Holton-Hodson says California Secure Choice will be forming a business and advisory committee of employees and representatives to figure out the most effective way to design the program so it meets everyone’s needs. As part of the process, it will develop an investment policy. The Secure Choice statute does require that the program invest in either U.S. Treasuries or something similarly safe up to the first three years, she notes.

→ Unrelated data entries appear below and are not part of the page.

PR #1397, opened 2022-09-06
Feature/better tor support

bumi:
### Describe the changes you have made in this PR

if a user has Tor installed or is using the Tor Browser there is no
need to install the companion app. - it actually also does not work.
So users of the Tor Browser should not install the companion app
and we need to use the normal connectors (and not the native connectors)

Sadly I don't know of a good way to detect the Tor Browser automatically.
(except of doing a HTTP request, which is slow and more complicated)

### Link this PR to an issue

#670
also closes #1162 #1182

### Type of change (Remove other not matching type)

- `fix`: Bug fix (non-breaking change which fixes an issue)
- `feat`: New feature (non-breaking change which adds functionality)

### How has this been tested?

Use Alby with the Tor Browser and add a node that is behind Tor

### Checklist

- [x] My code follows the style guidelines of this project and performed a self-review of my own code
- [x] New and existing tests pass locally with my changes
- [x] I checked if I need to make corresponding changes to the documentation (and made those changes if needed)

PR #1404, opened 2022-09-08
chore: linting and unit-test

escapedcat:

- linting for: #1397
- unit-test for: https://github.com/getAlby/lightning-browser-extension/commit/31018f73294c242f1a3534eb8a9c749fc07da800

### DIFF
--- a/src/app/screens/Onboard/TestConnection/index.tsx
+++ b/src/app/screens/Onboard/TestConnection/index.tsx
@@ -47,14 +47,13 @@ export default function TestConnection() {
       setErrorMessage(message);
     } finally {
       setLoading(false);
+      setErrorMessage("");
       clearTimeout(timer);
     }
   }, [t]);
 
   useEffect(() => {
-    (async () => {
-      await loadAccountInfo();
-    })();
+    loadAccountInfo();
   }, [loadAccountInfo]);
 
   return (
--- a/src/app/screens/Onboard/TestConnection/index.tsx
+++ b/src/app/screens/Onboard/TestConnection/index.tsx
@@ -1,7 +1,7 @@
 import Button from "@components/Button";
 import Card from "@components/Card";
 import Loading from "@components/Loading";
-import React, { useState, useEffect, useCallback } from "react";
+import React, { useState, useEffect } from "react";
 import { useTranslation } from "react-i18next";
 import { useNavigate } from "react-router-dom";
 import api from "~/common/lib/api";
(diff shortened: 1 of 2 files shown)


src/app/screens/Onboard/TestConnection/index.tsx
```diff
@@ -49,11 +49,13 @@ export default function TestConnection() {
       setLoading(false);
       clearTimeout(timer);
     }
-  }
+  }, [t]);
```
bumi, line 52: why was this not needed before? 
did you test this very well? (I had strange errors in some places when I had to do this callback,useEffect stuff - and I still don't understand it) (e.g. did you test the timeout?)
you are missing the test connection for the options page.

escapedcat: > why was this not needed before?

Define "before"

> did you test this very well? (I had strange errors in some places when I had to do this callback,useEffect stuff - and I still don't understand it) (e.g. did you test the timeout?) 

Let me test. Just opened this to see if the pipeline will be green.

> you are missing the test connection for the options page.

What do you mean? With this PR I just wanted to fix the warning.

bumi: please always make sure that things work when you change thing on such critical components. They simply have to work, if it's broken for some reason then people will have issues adding accounts. Checking the pipeline is (and will never be) enough.
This also helps you to understand what goes on and how things are used. 

So here for example you seem to miss that there are two similar flows (welcome + options) both have a test-connection screen - and sadly are not very DRY. So you have to make this change in the other screen, too.

escapedcat: Tested the welcome/onboard testconnection with this and it seems to work well.  
The same way is not working for the options screen so I'm leaving that for now and will have a look with Lisa when she's back.
Would you mind testing this as well?

src/app/screens/Onboard/TestConnection/index.tsx
```diff
@@ -47,13 +47,14 @@ export default function TestConnection() {
       setErrorMessage(message);
     } finally {
       setLoading(false);
+      setErrorMessage("");
```
bumi, line 50: why that? finally runs always (no matter if it is successful or an error happens). So does this not overwrite the `setErrorMessage` in the error case in line 47?

escapedcat: True, I just noticed that if the timeout error is showing and a success is happening during that, error and success show at the same time. Adjusted it.

bumi:
so imo this is broken. It does no longer show an error message and I also don't get why we make this change in one of the components (onboard) and not the other one (options).  
it seems like we don't know what we're doing here? so I'd rather not change this.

NEXT: Communication and implementation
California Secure Choice is already communicating with employers. For one thing, Holton-Hodson explains, there are vendors telling employers that they have to comply now with the mandate to either provide a plan or participate in Secure Choice, and they are trying to sell product. Secure Choice is reaching out to business associations, the employment develop department and lobbyists that represent business associations to inform employers that the mandate is effective one year after implementation, which is expected to be in late 2018. The Secure Choice home page also says this.
She adds that once they have an idea of how the program will work, they will reach out to employers and employees about specifics.
According to Holton-Hodson, although the California Secure Choice plan will be implemented in 2018, they are scheduling a phased rollout to employers— late 2019 for employers with 100 or more employees, late 2020 for employers with 50 or more and 2021 for everyone else. This is similar to how Oregon announced plans to rollout its program, Scott notes.
He feels this is the best approach, and hopes other states will take their time. They can learn from each rollout what to do differently in subsequent rollouts. In addition, he says, “The interesting thing to watch going forward is the extent to which states learn from each other. The first states can provide lessons for others. To the extent states can be as consistent as possible, they will be more efficient not only in operations but for employers that operate in several states.”
Holton-Hodson suspects that between late 2018 and late 2019, the Secure Choice program will get some participating employers voluntarily. “We will say we are open for business and hope employers will find it attractive,” she says. “A study found 75% of small business believe it will be effective for them.”
Holton-Hodson adds that Secure Choice is simple and exempt from the Employee Retirement Income Security Act (ERISA), so employers have no liability. Employers don’t have to vet providers or benchmark fees. And the state will draft materials for employers to give to employees.